Oh, Donovan!" he called, as he saw a fellow sleuth passing through an
outer room. "Here's some one to see you," and the presentation was
quickly and informally made. The two men had seen each other before,
but had not spoken.

"Glad to know you, Colonel Ashley," said Donovan. "I've read a lot
about you. You're on the Darcy case, they tell me."

"In a way, yes. I'm working in the interests of the young man. But I
hear you have another murder."

"Yes, but it's so plain there's no interest in it for you. All we want
to do--Pinkus and me--is to lay our hands on the Dago that done it and
got away. We'll get him, too, before many days. He's the kind of a
feller that can't hide very well, unless he goes and kills himself, and
he may do that."

"How did it happen? And is there any truth in the newspaper story
about the same watch that was found in Mrs. Darcy's hand being found in
the hand of the dead man?"

"Yes, that part's true enough, but that's all there is to it. It's
just one of them coincidences like. Singa Phut got back his watch
after the prosecutor decided he didn't need it for evidence. There
wasn't nothing that Singa had to do with the Darcy case anyhow, and he
seemed awful anxious to get back that watch. So it was turned over to
him."

"But did he really kill his partner?"

"Surest thing you know. Busted his head in with a heavy
candlestick--one of a pair. I've got 'em here, look," and, opening a
closet where he temporarily kept his collection of evidence, Donovan
took out a pair of heavy bronze candlesticks, in the form of hooded
cobras.

"That's the one that did the business," said the headquarters
detective, showing one candlestick with something dark and unpleasant
on the heavier end.

"Gad!" exclaimed the colonel. "The very pair I was going to buy!"
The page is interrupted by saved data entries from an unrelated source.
PR #111, opened 2022-05-11
windows compatibility

pca006132:
Tries fixing windows build error. It seems that msvc doesn't really like [alternative tokens](https://stackoverflow.com/questions/24414124/why-does-vs-not-define-the-alternative-tokens-for-logical-operators) and [getopt](https://stackoverflow.com/questions/10404448/getopt-h-compiling-linux-c-code-in-windows).

### DIFF
--- a/.github/workflows/manifold.yml
+++ b/.github/workflows/manifold.yml
@@ -71,48 +71,47 @@ jobs:
         cd build/test
         node ./manifold_test.js
 
-  # unable to get it working for now
-  # build_windows:
-  #   strategy:
-  #     matrix:
-  #       backend: [CPP, CUDA]
-  #   runs-on: windows-2019
-  #   steps:
-  #   - uses: actions/checkout@v3
-  #     with:
-  #       submodules: true
-  #   - uses: jwlawson/actions-setup-cmake@v1.12
-  #   - name: Patch assimp
-  #     shell: bash
-  #     run: patch third_party/assimp/code/CMakeLists.txt < assimp.diff
-  #   - uses: ilammy/msvc-dev-cmd@v1
-  #   - name: Install CUDA
-  #     if: matrix.backend == 'CUDA'
-  #     env: 
-  #       cuda: "11.3.0"
-  #       visual_studio: "Visual Studio 16 2019"
-  #     shell: powershell
-  #     run: |
-  #       Invoke-RestMethod https://raw.githubusercontent.com/ptheywood/cuda-cmake-github-actions/21811d232fc775fa8d44dddf7f8c5ce2cf8d2b81/scripts/actions/install_cuda_windows.ps1 -OutFile install_cuda_windows.ps1
-  #       .\install_cuda_windows.ps1
-  #   - name: nvcc check
-  #     if: matrix.backend == 'CUDA'
-  #     shell: powershell
-  #     run: |
-  #       nvcc -V
-  #       ls $env:CUDA_PATH
-  #       ls $env:CUDA_PATH\bin
-  #       ls $env:CUDA_PATH\include
-  #   - name: Build ${{matrix.backend}}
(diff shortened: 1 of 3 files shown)


test/test_main.cpp
```diff
@@ -12,39 +12,45 @@
...
 #include "test.h"
 
 Options options;
 
+void print_usage() {
+  printf("-------------------------------\n");
+  printf("manifold_test specific options:\n");
+  printf("  -h: Print this message\n");
+  printf("  -e: Export sample models\n");
+  printf("  -v: Enable verbose output\n");
```
elalish, line 24: Thanks!

third_party/graphlite/include/graph_lite.h
```diff
@@ -69,7 +69,7 @@ struct is_unordered_map<
 template <typename T>
 constexpr bool is_unordered_map_v = is_unordered_map<T>::value;
 template <typename T>
-constexpr bool is_either_map_v = is_map_v<T> or is_unordered_map_v<T>;
+constexpr bool is_either_map_v = is_map_v<T> || is_unordered_map_v<T>;
```
elalish, line 72: I was considering making this a submodule, but maybe we should leave it as is so we can make these fixes...

.github/workflows/manifold.yml
```diff
@@ -71,48 +71,47 @@ jobs:
...
-  #     if: matrix.backend != 'CUDA'
-  #     shell: bash
-  #     run: |
-  #       cd build\test
-  #       .\manifold_test.exe
-  #
+  build_windows:
+    strategy:
+      matrix:
+        backend: [CPP, CUDA]
```
elalish, line 77: Maybe do CUDA first so we can see if it builds before any CPP tests fail?

elalish (commented):
Yeah, that error is quite inscrutable. What compiler is it using? It sort of seems like that should be specified in the yml file somewhere, though I suppose the machine has a default?

elalish:
It almost looks like it's printing the environment info, but not the actual `std::out`. I wonder if there's some flag necessary to get the actual console output? Google_test doesn't generally error out without printing at least *something*.

pca006132:
It is using msvc, installed with `ilammy/msvc-dev-cmd@v1`. The error is very interesting because I tried building it on my windows laptop and it successfully builds and run the tests previously, perhaps some issue with c++ runtime or something? Quite hard to debug this as the CI is pretty much a blackbox to me...

.github/workflows/manifold.yml
pca006132: It should now do CUDA first

pca006132:
Wondering if we should disable `/Wall` (`-Wall` for msvc) considering msvc is emitting so many warnings...

pca006132:
Test passed for the CPP backend on Windows. For some reason the CUDA backend compilation will just exit without any error messages making it nearly impossible to debug, so I just disabled the CUDA build on it for now.

Added support for building with Nix, which allows us to pin the version of each dependencies (nodejs, emscripten, openmp, g++, etc.), hopefully this can make debugging CI failures on Linux a bit less painful as we can reproduce this locally.

.github/workflows/manifold.yml
```diff
@@ -71,48 +71,59 @@ jobs:
...
+
+  build_nix:
+    strategy:
+      matrix:
+        variant: [cpp, omp, cuda, js]
+    runs-on: ubuntu-latest
+    steps:
+    - uses: actions/checkout@v2.4.0
+    - uses: cachix/install-nix-action@v15
+    - run: nix build -L '.?submodules=1#manifold-${{matrix.variant}}'
```
elalish, line 128: Cool, I hadn't heard of nix before, but reading about it I already like it.

elalish (approved):
Looking great, thanks!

"What! You buy?" cried Donovan. "Look here, Colonel! do you know
anything about this?" and the detective's professional instincts got
the upper hand of his friendliness.

"Not the least in the world--not as much as you do," was the cool
answer. "I happened to see those candlesticks in the window of Singa
Phut's shop the other day, and I made up my mind to buy them when I had
a chance. Now, I'm afraid I won't. But how did it happen?"

"Oh, well, there isn't much of a story to it," and Donovan's voice
showed his disappointment. "Phut--I don't know whether that's his
first or his last name--anyhow, he had a partner named Shere Ali. No
one knows much about Ali, for he came here just recently. Anyhow, he
and Phut didn't get along very well it seems.
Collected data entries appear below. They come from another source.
PR #113, opened 2022-05-12
python binding

pca006132:
Implemented a simple python binding and ported 2 examples from https://gist.github.com/ochafik/2db96400e3c1f73558fcede990b8a355

### DIFF
--- a/.github/workflows/manifold.yml
+++ b/.github/workflows/manifold.yml
@@ -37,8 +37,10 @@ jobs:
     - name: Test ${{matrix.backend}}
       if: matrix.backend != 'CUDA'
       run: |
+        export PYTHONHOME=$PYTHONHOME:$(pwd)/build/tools
         cd build/test
         ./manifold_test
+        python3 python/run_all.py
 
   build_wasm:
     runs-on: ubuntu-20.04
--- a/.github/workflows/manifold.yml
+++ b/.github/workflows/manifold.yml
@@ -22,7 +22,7 @@ jobs:
     - name: Install dependencies
       run: |
         apt-get -y update
-        DEBIAN_FRONTEND=noninteractive apt install -y libomp-dev git
+        DEBIAN_FRONTEND=noninteractive apt install -y libomp-dev git python3 python3-distutils
     - uses: actions/checkout@v3
       with:
         submodules: true
--- a/.github/workflows/manifold.yml
+++ b/.github/workflows/manifold.yml
@@ -23,7 +23,7 @@ jobs:
     - name: Install dependencies
       run: |
         apt-get -y update
-        DEBIAN_FRONTEND=noninteractive apt install -y libomp-dev git libtbb-dev pkg-config python3 python3-distutils
+        DEBIAN_FRONTEND=noninteractive apt install -y libomp-dev git libtbb-dev pkg-config libpython3-dev python3 python3-distutils
     - uses: actions/checkout@v3
       with:
         submodules: true
@@ -34,15 +34,16 @@ jobs:
         patch third_party/assimp/code/CMakeLists.txt < assimp.diff
         mkdir build
         cd build
-        cmake -DCMAKE_BUILD_TYPE=Release -DMANIFOLD_PAR=${{matrix.parallel_backend}} -DMANIFOLD_USE_CUDA=${{matrix.cuda_support}} .. && make
+        cmake -DCMAKE_BUILD_TYPE=Release -DBUILD_SHARED_LIBS=ON -DMANIFOLD_PAR=${{matrix.parallel_backend}} -DMANIFOLD_USE_CUDA=${{matrix.cuda_support}} .. && make
     - name: Test ${{matrix.parallel_backend}} with CUDA ${{matrix.cuda_support}}
       # note that the test for CUDA backend does not really test CUDA, as we
       # don't have CUDA GPU on GitHub Action
       run: |
-        export PYTHONHOME=$PYTHONHOME:$(pwd)/build/tools
+        export PYTHONPATH=$PYTHONPATH:$(pwd)/build/tools
         cd build/test
         ./manifold_test
-        python3 python/run_all.py
+        cd ../../
+        python3 test/python/run_all.py
 
   build_wasm:
     runs-on: ubuntu-20.04
--- a/test/python/run_all.py
+++ b/test/python/run_all.py
@@ -1,0 +1,22 @@
+import pathlib
+import sys
+import importlib
+from time import time
+
+if __name__ == "__main__":
+    current_file = pathlib.Path(__file__)
+    current_dir = current_file.parent
+    files = [f.parts[-1][:-3]
+             for f in current_dir.glob('*.py') if f != current_file]
+
+    export_models = len(sys.argv) == 2 and sys.argv[-1] == '-e'
+
+    for f in files:
+        module = importlib.import_module(f)
+        t0 = time()
+        model = module.run()
+        if export_models:
+            model.export(f'{f}.glb')
+            print(f'Exported model to {f}.glb')
+        t1 = time()
+        print(f'Took {(t1-t0)*1000:.1f}ms for {f}')
--- a/tools/pymanifold.cpp
+++ b/tools/pymanifold.cpp
@@ -55,10 +55,10 @@ PYBIND11_MODULE(pymanifold, m) {
            })
       .def(
           "translate",
-          [](Manifold self, float x, float y, float z = 0.0f) {
+          [](Manifold self, float x = 0.0f, float y = 0.0f, float z = 0.0f) {
             return self.Translate(glm::vec3(x, y, z));
           },
-          py::arg("x"), py::arg("y"), py::arg("z") = 0.0f)
+          py::arg("x") = 0.0f, py::arg("y") = 0.0f, py::arg("z") = 0.0f)
       .def("scale", static_cast<Manifold (*)(Manifold, float)>(
                         [](Manifold self, float scale) {
                           return self.Scale(glm::vec3(scale));
@@ -73,9 +73,9 @@ PYBIND11_MODULE(pymanifold, m) {
                           return self.Scale(v);
                         }), py::arg("v"))
       .def("rotate",
-           [](Manifold self, float xDegrees, float yDegrees, float zDegrees) {
+           [](Manifold self, float xDegrees = 0.0f, float yDegrees = 0.0f, float zDegrees = 0.0f) {
              return self.Rotate(xDegrees, yDegrees, zDegrees);
-           }, py::arg("xDegrees"), py::arg("yDegrees"), py::arg("zDegrees"))
+           }, py::arg("xDegrees") = 0.0f, py::arg("yDegrees") = 0.0f, py::arg("zDegrees") = 0.0f)
       .def("export",
            [](Manifold &self, std::string name) { exportManifold(self, name); },
         py::arg("filename"),
--- a/tools/pymanifold.cpp
+++ b/tools/pymanifold.cpp
@@ -39,7 +39,7 @@ PYBIND11_MODULE(pymanifold, m) {
       }), "Construct manifold as the union of a set of manifolds.")
       .def(py::self + py::self)
       .def(py::self - py::self)
-      .def("__and__", [](Manifold &a, Manifold &b) { return a ^ b; })
+      .def(py::self ^ py::self)
       .def("transform",
            [](Manifold &self, py::array_t<float> &mat) {
              auto mat_view = mat.unchecked<2>();
--- a/tools/pymanifold.cpp
+++ b/tools/pymanifold.cpp
@@ -41,7 +41,7 @@ PYBIND11_MODULE(pymanifold, m) {
       .def(py::self - py::self)
       .def(py::self ^ py::self)
       .def("transform",
-           [](Manifold &self, py::array_t<float> &mat) {
+           [](Manifold self, py::array_t<float> &mat) {
              auto mat_view = mat.unchecked<2>();
              if (mat_view.shape(0) != 3 || mat_view.shape(1) != 4)
                throw std::runtime_error("Invalid matrix shape");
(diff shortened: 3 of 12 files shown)


pca006132:
This binding is a bit less efficient than the C++ API. Apart from python interpreter overhead, functions that were operating inplace, such as the various transformations, will now clone the manifold to make the API more functional, similar to OpenSCAD.

tools/pymanifold.cpp
```diff
@@ -0,0 +1,169 @@
...
+                          if (scale_view.shape(0) != 3)
+                            throw std::runtime_error("Invalid vector shape");
+                          glm::vec3 v(scale_view(0), scale_view(1),
+                                      scale_view(2));
+                          return self.Scale(v);
+                        }), py::arg("v"))
+      .def("rotate",
+           [](Manifold self, float xDegrees, float yDegrees, float zDegrees) {
+             return self.Rotate(xDegrees, yDegrees, zDegrees);
+           }, py::arg("xDegrees"), py::arg("yDegrees"), py::arg("zDegrees"))
```
elalish, line 78: Should these have `= 0` so that they don't all need to be specified?

tools/pymanifold.cpp
```diff
@@ -0,0 +1,169 @@
...
+          },
+          py::arg("height"), py::arg("radiusLow"),
+          py::arg("radiusHigh") = -1.0f, py::arg("circularSegments") = 0)
+      .def_static(
+          "Sphere",
+          [](float radius,
+             int circularSegments =
+                 0) { return Manifold::Sphere(radius, circularSegments); },
+          py::arg("radius"), py::arg("circularSegments") = 0);
+  ;
```
elalish, line 134: intentional?

tools/pymanifold.cpp
```diff
@@ -0,0 +1,169 @@
...
+                {std::get<0>(polygons[i][j]), std::get<1>(polygons[i][j])}, j};
+          }
+          simplePolygons[i] = {vertices};
+        }
+        return PolygonsWrapper{std::make_unique<Polygons>(simplePolygons)};
+      }), py::arg("polygons"),
+      "Construct the Polygons object from a list of simple polygon, "
+      "where each simple polygon is a list of points (pair of floats).")
+      .def(
+          "extrude",
```
elalish, line 152: :+1:

tools/pymanifold.cpp
```diff
@@ -0,0 +1,169 @@
...
+typedef std::tuple<float, float> Float2;
+typedef std::tuple<float, float, float> Float3;
+
+struct PolygonsWrapper {
+  std::unique_ptr<Polygons> polygons;
+};
+
+PYBIND11_MODULE(pymanifold, m) {
+  m.doc() = "Python binding for the manifold library. Please check the C++ documentation for APIs.\n"
+      "This binding will perform copying to make the API more familiar to OpenSCAD users.";
```
elalish, line 31: Can we talk about this in a little more depth? As an OpenSCAD user, I'm not sure this applies, since the OpenSCAD language is so different (yes it's functional, but it's also different in lots of other ways). Do you have a sense of how performance-impacting this decision is? Are there other considerations impacting this choice? 

It would be great to have a cross-compiler that took OpenSCAD language and converted it to an equivalent python or JS program using Manifold, but that seems like the right layer at which to account for the functional nature of OpenSCAD's language, rather than our bindings themselves. What do you think?

tools/pymanifold.cpp
```diff
@@ -0,0 +1,169 @@
...
+      .def(py::init<>())
+      .def(py::init([](std::vector<Manifold> &manifolds) {
+        Manifold result;
+        for (Manifold &manifold : manifolds)
+          result += manifold;
+        return result;
+      }), "Construct manifold as the union of a set of manifolds.")
+      .def(py::self + py::self)
+      .def(py::self - py::self)
+      .def("__and__", [](Manifold &a, Manifold &b) { return a ^ b; })
```
elalish, line 42: I take it python doesn't let us overload the `^` operator?

test/python/run_all.py
```diff
@@ -0,0 +1,22 @@
...
+
+    for f in files:
+        module = importlib.import_module(f)
+        t0 = time()
+        model = module.run()
+        if export_models:
+            model.export(f'{f}.glb')
+            print(f'Exported model to {f}.glb')
+        t1 = time()
+        print(f'Took {(t1-t0)*1000:.1f}ms for {f}')
```
elalish, line 22: Thanks for bringing in these tests!

.github/workflows/manifold.yml
```diff
@@ -33,12 +33,15 @@ jobs:
         patch third_party/assimp/code/CMakeLists.txt < assimp.diff
         mkdir build
         cd build
-        cmake -DCMAKE_BUILD_TYPE=Release -DTHRUST_BACKEND=${{matrix.backend}} .. && make
+        echo Python3 Path $(which python3)
+        cmake -DCMAKE_BUILD_TYPE=Release -DTHRUST_BACKEND=${{matrix.backend}} -DPYTHON_EXECUTABLE=$(which python3) .. && make
```
elalish, line 37: Looks like the cmake step is having trouble. Maybe it needs some kind of `FindPython` script in the CMakeLists.txt?

tools/pymanifold.cpp
```diff
@@ -0,0 +1,169 @@
...
+
+using namespace manifold;
+
+void exportManifold(Manifold &m, std::string name) {
+  Mesh out = m.GetMesh();
+  manifold::ExportOptions options;
+  options.faceted = true;
+  options.mat.roughness = 0.2;
+  options.mat.metalness = 0.0;
+  manifold::ExportMesh(name, out, options);
```
elalish, line 19: Of course this is only a subset of our functionality (no MeshRelation for textures and such), but it does seem like a good, simple place to start.

elalish (commented):
Thanks, this is looking promising!

tools/pymanifold.cpp
pca006132: yes, will change

tools/pymanifold.cpp
pca006132: It allows us to overload that, but I thought intersection is more similar to and, and was using this in my previous code and forgot to change. Will change that back to `^`.

tools/pymanifold.cpp
pca006132: Regarding performance, I did some simple tests with a few examples and they are all faster (~5x faster on my machihne) than OpenSCAD with fast-csg enabled, at least according to the figures in https://gist.github.com/ochafik/2db96400e3c1f73558fcede990b8a355. You can try running those examples and check the performance.

For more complicated models, I think we should do something like lazy union, which tries to compose most of the manifolds that do not intersect each other. From my benchmark with the [bricks](https://gist.github.com/deckar01/ef11def51de7e71d9f288c6e5819fdb7) example, lazy union is a lot faster for larger models (took about 8s for width=height=length=100). The lazy union feature will also share the underlying list of manifolds, so objects that only differ in transformation will be lazily cloned. When that feature is added, this copying will basically be free.

If we don't do copying, users will have to manually copy the manifolds via constructor/copy function call, which may not be very ergonomic to use. But I agree, maybe I should split it into a low-level binding and a user facing module that provides this kind of features.

elalish: @rsaccon Since you seem to another interested Python user, would you care to weigh in here, regarding ergonomics and performance?

.github/workflows/manifold.yml
pca006132: I guess CMake is detecting a wrong version of Python here, which is a common problem: https://pybind11.readthedocs.io/en/stable/faq.html#cmake-doesn-t-detect-the-right-python-version

Will need some trial and error to fix this in the CI.

tools/pymanifold.cpp
pca006132: Another consideration for this: If copying causes performance problem, it should not be too hard for us to modify the c++ code to add more laziness to the module using some sort of wrapper, even if lazy union is not yet implemented. But if users depend on the API that will cause mutation for the manifolds, it would be hard for us to apply optimizations later and changing such behavior will be a breaking change.

rsaccon: I have only little experience with Python (I wrote a Freecad addon a while ago), but I have a very specific use case why I need  Python bindings: I wanna give it a try to write a Blender addon which will provide a Manifold based way to create precise shapes. So my wish list is: The bindings should be minimal (full manifold core API, but option to skip assimp). I played with the first lazy union based approach of the bindings (from @pca006132 opt branch), worked great, but the name `ManifoldSet` is or was a bit confusing. For me, performance is very important, and lazy union seems a way to get us there, but to provide some valid feedback I need first to play around a bit more with whatever we have (and best option right now is this WIP PR)

elalish: Agreed about separating out `meshIO` (the only part with the assimp dependency). I'm not super familiar with Python bindings, but it does seem like having two: one for core Manifold and a separate one for MeshIO would be a good idea. Likewise for WASM. I'll likely use WASM with three.js and I'd prefer to use their import/export capabilities and keep the bundle size down.

tools/pymanifold.cpp
```diff
@@ -0,0 +1,169 @@
...
+        Manifold result;
+        for (Manifold &manifold : manifolds)
+          result += manifold;
+        return result;
+      }), "Construct manifold as the union of a set of manifolds.")
+      .def(py::self + py::self)
+      .def(py::self - py::self)
+      .def(py::self ^ py::self)
+      .def("transform",
+           [](Manifold &self, py::array_t<float> &mat) {
```
elalish, line 44: I think this mean transform is still in place, rather than doing an implicit copy, am I right?

tools/pymanifold.cpp
```diff
@@ -0,0 +1,169 @@
...
+             for (int i = 0; i < 3; i++) {
+               for (int j = 0; j < 4; j++) {
+                 mat_glm[j][i] = mat_view(i, j);
+               }
+             }
+             return self.Transform(mat_glm);
+           })
+      .def(
+          "translate",
+          [](Manifold self, float x = 0.0f, float y = 0.0f, float z = 0.0f) {
```
elalish, line 58: Whereas `translate`, `scale`, `rotate` are doing a copy now? I built Manifold to do these operations lazily already, so you could string many together and it would apply them all at once only when needed. I feel like doing copies between each operation, especially when there could be a long string of them before the next Boolean, would be a pretty major drag on performance.

tools/pymanifold.cpp
```diff
@@ -0,0 +1,169 @@
...
+             return self.Warp([&f](glm::vec3 &v) {
+               Float3 fv = f(std::make_tuple(v.x, v.y, v.z));
+               v.x = std::get<0>(fv);
+               v.y = std::get<1>(fv);
+               v.z = std::get<2>(fv);
+             });
+           }, py::arg("f"))
+      .def("refine", [](Manifold self, int n) { return self.Refine(n); }, py::arg("n"))
+      .def_static(
+          "FromMesh",
```
elalish, line 94: Seems like we should add a "ToMesh" method for symmetry. This will allow the bindings to work with the likes of Blender. Still, they'll also need the `MeshRelation` and the rest of the API in order to manage their texture coordinates and material properties.

tools/pymanifold.cpp
elalish: Sorry, I walk talking about the one-line `;` on 134.

tools/pymanifold.cpp
pca006132: Yes, I will have a look at how to split it into something like `pymanifold.core` and `pymanifold.assimp` or something like that.

tools/pymanifold.cpp
pca006132: Thanks for catching this.

tools/pymanifold.cpp
pca006132: Indeed, but as I've said we can use something like a `shared_ptr` to share the underlying manifold and do CoW. Will implement that if needed when the above discussion about the API settles.

tools/pymanifold.cpp
rsaccon: and the "Smooth" method, which I consider as one of the main selling points of this lib !

tools/pymanifold.cpp
pca006132: oh, that was not intentional. deleted

tools/pymanifold.cpp
elalish: Ah, I'm starting to understand this better. That's an interesting idea. It still seems like it would be preferable to keep the API consistent among the different language bindings. Would you propose we change the C++ API to function this way as well? This project is young, so better to make breaking API changes now than when there are more users.

pca006132: Yes, it would be ideal to chang the C++ API as well. In fact the prototype implementation `ManifoldSet` in my fork contains some code duplication for handling transforms, so it would be nice to integrate it to the Manifold class directly.

elalish: Okay, we have two sort of parallel discussions going here about the API and copying. I'd like to unblock this PR. How about we stick with the API you have for now, and look at modifying the C++ API to match in a following PR? Do you want to go ahead and get the tests passing and get this merged?

tools/pymanifold.cpp
```diff
@@ -0,0 +1,205 @@
...
+          py::arg("twist_degrees") = 0.0f,
+          py::arg("scale_top") = std::make_tuple(1.0f, 1.0f))
+      .def(
+          "revolve",
+          [](PolygonsWrapper &self, int circularSegments = 0) {
+            return Manifold::Revolve(*self.polygons, circularSegments);
+          },
+          py::arg("circular_segments") = 0);
+
+  py::class_<Mesh>(m, "Mesh")
```
elalish, line 157: :100:

elalish:
I'd like to get this merged before it gets too out-of-date; there's good stuff in here. Is there anything you feel is blocking this now?

pca006132:
CI failure, I will have a look at this today.

elalish (approved):
Thanks, I think these bindings will be super useful! Do you have ideas of how to split this into two Python packages so the Assimp part can be an add-on? That would be a really helpful follow-on, and I'm hoping to follow that pattern for trimming down the WASM build too.

tools/pymanifold.cpp
elalish: With this merged, it should be fairly easy to expand the Python API; would you like to try adding `Smooth`?

pca006132: `Smooth` is already added in line 94.

pca006132:
I am not sure how we can split the methods into two Python packages, but this should be possible considering python is very dynamic. Will have to check later.

tools/pymanifold.cpp
elalish: Thanks! Totally missed that.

"Neighbors often heard 'em scrappin' a lot, and this afternoon they
went at it again hot and heavy. Then things quieted down, and nobody
heard anything more. Toward dark a man went in to buy a lamp. He
found the place without a light in it, stumbled over something on the
floor, and there was Ali's body, with the head busted in and this heavy
candlestick near it.

"He raised the howl right off, and Pinkus and I got there as soon as we
could. Of course Phut was gone. But we'll get him!"

"Then you think he did it?"

"Sure he did! Who else?"

"And the watch was in Ali's hand?"

"Sure! Held so tight we could hardly get it out. In fact it was so
tight that he's cut his palm grabbin' hold of it. Maybe the fight was
about who owned the watch, for the Dagos talked in their foreign lingo
and none of the neighbors could tell what they were sayin'."

"I see. And the watch? Have you it?"

"Yes, it's here. Going yet, too. Hear it tick?" and Donovan held open
the door of his closet. From the place, in which hung odd coats, caps
and other garments, and from the shelf on which was a collection of
gruesome weapons, came an insistent ticking.

"That's the watch," announced the headquarters detective, reaching in
for it. "Going yet--see?" and he held it out to Colonel Ashley.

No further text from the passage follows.